1/3 = 0.010101... base 2.

x = let x0,x1,...,xN-2,xN-1 (MSB is x0 and LSB is xN-1)

Now y = x/3 = x * 1/3, where y=(y0,y1,...), so a long multiplication will look
something like (being sloppy about exact bit positions):

    
    
        x0,x1,...,xN-2,xN-1
    
      * 0.010101...
    
      -------------------------
    
        x0,x1,x2,x3,x4,x5...,xN-2,xN-1
    
              x0,x1,x2,x3,x4,x5...,xN-2,xN-1
    
                    x0,x1,x2,x3,x4,x5...,xN-2,xN-1
    

Let's shorten it by grouping the bits in pairs, so BN=(b2 _N,b2_ N+1).

    
    
      X0,X1,X2,X3
    
         X0,X1,X2,X3
    
            X0,X1,X2,X3
    
      Y0,Y1,Y2,Y3,Y4,Y5
    

or: Y0 =X0 or X0 +1

    
    
      Y1=X1+X0+carry   =X1+Y0 or X1+Y0+1 (extra bits of carry are in Y0)
    
      Y2=X2+X1+X0+carry=X2+Y1 or X1+Y1+1 (extra bits of carry are in Y1)
    

The key is that in the above, there is only ever a single bit being carried
between bit pairs, as the "01" pattern in 1/3 base 2 limits how carries
propagate.

Here's a partial solution, which only works fro a few trivial cases (eg 2^N)
since I haven't accounted for the possability of a single bit carry. For a
full solution, maybe a conditional is required and an additonal logic
operation or two to perform an increment on a pair of bits?
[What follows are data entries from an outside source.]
PR #310, opened 2022-09-09
vb-1172-disable-update-and-cancel-on-unavailable

hutcheonb-moj:
## Description
Disable the buttons on the visit summary page when a visit has been superseded or cancelled already.
This work may be replaced when a design has been made but this ticket works for MVP.

On Superseded it displays the visit reference number for the new visit also links to the new visit and gives the new visit reference

### DIFF
--- a/server/views/pages/visit/summary.njk
+++ b/server/views/pages/visit/summary.njk
@@ -85,6 +85,7 @@
           }) }}
         </div>
       {% else %}
+      
         {% if visit.outcomeStatus === 'SUPERSEDED_CANCELLATION' %}
           <h2 class="govuk-heading-m">This visit has been {{ visit.visitNotes[0].text}} </h2>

div3(int x) { int y=0; while(x) y ^= (x>>=2) return(y) }

Can anyone complete it?

Edit: formatting. Beats me how to do fixed width properly. Edit: Oops. In the
time it took me to write this qntm got there first!

------
VLM
I read the stack overflow. So someone at Oracle is dumb enough to want to
reimplement / and/or wants to see if a future hire is dumb enough to be
intimidated by a manager into doing something dumb (dumb like, say,
reimplement /)

OK my solution is connect to a postgres sql DB server and something very much
like "SELECT WIDTH_BUCKET(389, 999, 0, 333);" and the result will be something
like 129. width_bucket asks for a sample, the highest bucket, the lowest
bucket, how many buckets, and tells you which bucket to dump the sample into.
You know, for histograms and stuff like that. So you make the largest bucket
max_int or 999 in this easy scenario, and the number of buckets precisely 1/3
the number of buckets or 333 in this easy case, and postgres database will
figure out the number of the bucket to stick your sample into, which
coincidentally happens to numerically match 1/3 the sample.

Its possible Oracle has a function similar to width_bucket from postgres, but
I have no idea because a Oracle license costs about 10 times the value of my
house so I can't afford it, probably because they pay people to reimplement /.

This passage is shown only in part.